The formula says that two genetic effects of a SNP j will appear more similar in a way that is proportional to how genetically similar the underlying traits are and how big the local LD block is, with a correction for sample overlap. I have no idea why the sample sizes are floating around like that, although if you wonder why the number of SNPs $M$ appears where it does, that is explained in the derivations.

When the two traits and the two studies are identical, the right hand side reduces to $N\ell_jh_g^2/M + 1$, the original formula (without population stratification).

Empirical results

They applied xt-LDSC to 24 traits. They find some obvious ones: birth length and birth weight are genetically correlated; HDL and triglycerides are (genetically) anticorrelated; Crohn’s and ulcerative colitis are (genetically) correlated. They also find some big correlations that seem less obviously genetic: education anti-correlates with both smoking and triglycerides.

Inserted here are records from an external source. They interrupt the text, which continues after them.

PR #4209, opened 2015-07-29
Throw the original error from authenticate

seanjh:
When the authenticate method catches errors, it wraps those errors in a new Error() call, rather than just throwing the original error. This gobbles up the original name and message into the new error's message parameter, making it more difficult to make use of the error result than necessary.

What's currently happening:
```javascript
var seqError = new sequelize.Error('YOLO');
try {
  throw new Error(seqError);
} catch (e) {
  if (e instanceof sequelize.Error) {
    console.log('Hooray, I can tell this is a Sequelize error!');
  } else {
    console.log('Bummer. I cannot easily distinguish this from a generic error.');
  }
}
```

```
Bummer. I cannot easily distinguish this from a generic error.
```

What would be preferred:

```javascript
var seqError = new sequelize.Error('YOLO');
try {
  throw seqError;
} catch (e) {
  console.log(util.inspect(e));
  if (e instanceof sequelize.Error) {
    console.log('Hooray, I can tell this is a Sequelize error!');
  } else {
    console.log('Bummer. I cannot easily distinguish this from a generic error.');
  }
}
```

```
Hooray, I can tell this is a Sequelize error!
```

### DIFF
--- a/lib/sequelize.js
+++ b/lib/sequelize.js
@@ -932,7 +932,7 @@ Sequelize.prototype.drop = function(options) {
  */
 Sequelize.prototype.authenticate = function(options) {
   return this.query('SELECT 1+1 AS result', Utils._.assign({ raw: true, plain: true }, options)).return().catch(function(err) {
-    throw new Error(err);
+    throw err;
   });
 };
 
--- a/lib/sequelize.js
+++ b/lib/sequelize.js
@@ -931,9 +931,7 @@ Sequelize.prototype.drop = function(options) {
  * @return {Promise}
  */
 Sequelize.prototype.authenticate = function(options) {
-  return this.query('SELECT 1+1 AS result', Utils._.assign({ raw: true, plain: true }, options)).return().catch(function(err) {
-    throw err;
-  });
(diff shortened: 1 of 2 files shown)


lib/sequelize.js
```diff
@@ -932,7 +932,7 @@ Sequelize.prototype.drop = function(options) {
  */
 Sequelize.prototype.authenticate = function(options) {
   return this.query('SELECT 1+1 AS result', Utils._.assign({ raw: true, plain: true }, options)).return().catch(function(err) {
```
janmeier: Not even sure we need a catch clause here

janmeier:
Yeah, makes sense :)

lib/sequelize.js
seanjh: Even better!

mickhansen: catching to wrap an error in an error, the original quote was definitely wonky.

janmeier: ping @seanjh Can you remove this cath completely, then I'll merge :)

janmeier:
Thanks! :)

A later study found that cross-trait assortative mating can severely bias genetic correlation estimates, so I will not put too much stock into these results, but xt-LDSC is still an important building block.

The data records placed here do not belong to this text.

PR #4220, opened 2015-07-30
Slightly enhance styling of API Docs tables

gustavpursche:
Before:
screen shot 2015-07-30 at 13 20 31

After:
screen shot 2015-07-30 at 13 21 08

This breaks the tables on very small screens, but they were already unusable before. To make the page fully responsive, could be tackled with more time.

### DIFF
--- a/docs/css/custom.css
+++ b/docs/css/custom.css
@@ -25,6 +25,10 @@ tr:nth-child(2n) {
   background-color: #f8f8f8;
 }
 
+.rst-content table.docutils td {
+  vertical-align: top;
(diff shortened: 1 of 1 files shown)


janmeier:
I like the idea, but this breaks when the default value is very long :)

image

gustavpursche:
Mh, that's true. Ok, so there is no quickfix, since simply adding a `min-width` to the second column breaks the layout. A possibility could be to move the default values to a seperate column, so each column becomes a bite more narrow.

PR #4229, opened 2015-07-31
Update JSDoc of Model.prototype.findOrInitialize()

gustavohenke:
The `@return` tag says that this method returns `Promise<Instance>`, while the
real return contains also an `initialized` boolean value.

Even though this behavior is already described in the JSDoc, it's more evident if
it's in the `@return` tag. I relied on it and my tests were breaking because I didn't
read the full docs for that method!


janmeier:
Thanks :)

Issue #3458, opened 2015-04-04
Field with default value not saved on create when using the "fields" option.


vanwalj:
Hello, as described in the title:

If i define a model with a default value for example in my case a UUID
```js
var Media = sequelize.define('Media', {
        uuid: {
            type: DataTypes.UUID,
            defaultValue: DataTypes.UUIDV4,
            primaryKey: true,
            allowNull: false
        },
        someValue: DataTypes.STRING
});
```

Stay tuned for part 4: lime.

The next part of this series is on lime (signed) linkage disequilibrium score regression.

Notes on derivation of cranberry LDSC

A key justification for the nomenclature is that $\rho_g$ equals the correlation between $y_{g1}$ and $y_{g2}$ where $y_g$ is a prediction of the phenotype based solely available genotypes. In other words: given only genetic effects, with no influence of environment or selection bias etc., this is how correlated the phenotypes would be. This justification is Lemma 1 and the proof is quite quick.

The core assumption is $Cov[(\beta_1, \beta_2)] = \rho_g/M$. The derivation is mostly pretty straightforward, except section 1.1 equation 5:

\[\frac{1}{\sqrt{N_1N_2}}E[Y_j^TYZ_j^TZ] = \ell_j + \frac{MN_s}{\sqrt{N_1N_2}}\]

$Y$ and $Z$ are standardized genotypes. They cover the same SNPs but potentially different individuals. So part of the confusion is that $Y$ and $Z_j$ are not conformable! Starting from equation 3, the $Z_j^TZ$ term should really be transposed. Getting past that, $Y_j^TY$ is a vector of correlations between genotype $j$ and all genotypes, which we might reasonably call $\hat r_{jY}$. Applying the same logic to $Z$, we now have a dot product $\hat r_{jY}^T \hat r_{jZ}$, which is a sum $\sum_k \hat r_{jkY} \hat r_{jkZ}$ that looks very similar to an LD score. …

… So where does the $\frac{MN_s}{\sqrt{N_1N_2}}$ come from?? I see no explanation. With all three of vanilla, strawberry, and cranberry published in 2015, this must have been second nature to Bulik-Sullivan and Finucane by now. It’s not second nature to me at the moment, but I notice $\hat r_{jkZ}$ is a sample correlation coefficient, and in vanilla supplement eqn 1.7, 1.8 (pdf), they explain that this sample estimate is higher than the true value $r_{jkZ}$, which leaves room for an extra term to pop out. Bias of the sample correlation coefficient seems to be hard but well-studied (CV thread).